= EXERCISE =
Taking the line that contains "(diff shortened: 1 of 7 files shown)" as the first and the final line of the records as the last, write out every line between them exactly, ends included, and nothing else.

** PROVIDED DATA follows **

PR #1832, opened 2024-05-08
feat(messenger): add user profile container and component

domw30:
### What does this do?
- adds user profile container and component.

- to be able to render user profile panels .
- as per edit profile/profile redesigns

### How do I test this?
- run tests as usual. 
- this has not yet been wired up in the UI to test manually.

#### Things to consider:
  1. Does this change any APIs?
  
  
Screenshot 2024-05-08 at 11 04 36

### DIFF
--- a/src/components/messenger/user-profile/index.tsx
+++ b/src/components/messenger/user-profile/index.tsx
@@ -1,0 +1,58 @@
+import * as React from 'react';
+
+import { bemClassName } from '../../../lib/bem';
+
+import { PanelHeader } from '../list/panel-header';
+import { Image } from '@zero-tech/zui/components';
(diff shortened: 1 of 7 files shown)


src/components/messenger/user-profile/index.tsx
```diff
@@ -0,0 +1,58 @@
...
+export interface Properties {
+  name: string;
+  image: string;
+  subHandle?: string;
+
+  onBack: () => void;
+}
+
+export class UserProfile extends React.Component<Properties> {
+  navigateBack = () => {
```
domw30, line 22: Note : I'll use this in a follow up PR. Currently passing the prop into onBack instead.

** End of PROVIDED DATA **

= RESPONSE =
(diff shortened: 1 of 7 files shown)


src/components/messenger/user-profile/index.tsx
```diff
@@ -0,0 +1,58 @@
...
+export interface Properties {
+  name: string;
+  image: string;
+  subHandle?: string;
+
+  onBack: () => void;
+}
+
+export class UserProfile extends React.Component<Properties> {
+  navigateBack = () => {
```
domw30, line 22: Note : I'll use this in a follow up PR. Currently passing the prop into onBack instead.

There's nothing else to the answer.